# Need for speed Shift installations Probleme



## MarceLLo32 (12. Oktober 2009)

Guten Abend,

So mein erstes problem is dies das wen ich nfs installieren möchte phsyX problem auf der Cd is ein treiber vorhanden der aber nicht viel bringt bei mir
wen ich den treiber von Nvidia runterladen den 9.09 kommt die fehlermeldung das ich das später versuchen soll dannach kommt die fehler meldung das windows installer nicht richtig installiert wurde etc. mehrere fehlermeldungen halt von 1703,1709 usw...
kann mir jemand helfen 

( auf der Cd is 9.04 enthalten Treiber von PhsyX)
______________________________

Intel Pentium D 2x3,4 Ghz
OCZ 4 Gb DDr2 667mhz
Geforce 8800GTS 512MB
GigaByte GA-EP31-DS3L
windows Vista premium Sp2


----------



## midnight (12. Oktober 2009)

Na ein Thread hätte doch gereicht, oder?
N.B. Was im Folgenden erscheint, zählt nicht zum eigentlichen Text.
PR #24, opened 2017-02-22
Make pytest-runner a conditional requirement

7754359337:
Hi, I am trying to embed luma into my project which uses Buildroot Embedded Linux. Pytest is not provided at the time of installation and so it fails.

I feel like this is a good compromise and it is also what [other packages seem to be doing](https://github.com/thombashi/DataProperty/issues/19).

### DIFF
--- a/setup.py
+++ b/setup.py
@@ -27,7 +27,7 @@ setup(
     namespace_packages=["luma"],
     packages=["luma.core", "luma.core.legacy"],
     install_requires=["pillow>=4.0.0", "smbus2", "spidev", "RPi.GPIO"],
-    setup_requires=[] + pytest_runner
+    setup_requires=[] + pytest_runner,
     tests_require=["mock", "pytest", "pytest-cov", "python-coveralls"],
     zip_safe=False,
     classifiers=[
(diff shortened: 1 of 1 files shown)


7754359337:
I'm sorry, I think that the `.travis.yml` would also need modifying. I think if you added `python setup.py test` into the scripts section it should fix this.

rm-hull:
@7754359337 Thanks for the PR .. what you're suggesting seems entirely reasonable, but would it be better to add the change to the [tox.ini](https://github.com/rm-hull/luma.core/blob/master/tox.ini#L10) file instead? Can you make the changes on you fork, and it should just rebuild on travis

I see there's a PR for the luma.oled package as well .. dont suppose you fancy doing PRs for the luma.led_matrix and luma.lcd as well to keep them all aligned?  :-]

setup.py
```diff
@@ -23,7 +27,7 @@
     namespace_packages=["luma"],
     packages=["luma.core", "luma.core.legacy"],
     install_requires=["pillow>=4.0.0", "smbus2", "spidev", "RPi.GPIO"],
-    setup_requires=["pytest-runner"],
+    setup_requires=[] + pytest_runner
```
rm-hull: Requires a comma at the end of the line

Wir wärs mit etwas Rechtschreibung? Ich hab keine wirklich Ahnung, was du da nun willst. Irgendwas mit PhysX, ja und dann?

so far


----------



## Klutten (13. Oktober 2009)

Der Meinung bin ich auch, drum wurde der andere kurzerhand entsorgt.


----------



## MarceLLo32 (13. Oktober 2009)

so nochmal...
mein problem ist...
das wen ich nfs installieren möchte das dort eine fehlermeldung kommt Error: The PhysX runtime redistributable package was not installed successful setup cannot continue 
und wen ich mein nvidia treiber , physX treiber neu installieren will geht das einfach nicht dann kommt die fehlermeldung 1703 

besser?
_____________

Intel Pentium D 2x3,4 Ghz
OCZ 4 Gb DDr2 667mhz
Geforce 8800GTS 512MB
GigaByte GA-EP31-DS3L
windows Vista premium Sp2


----------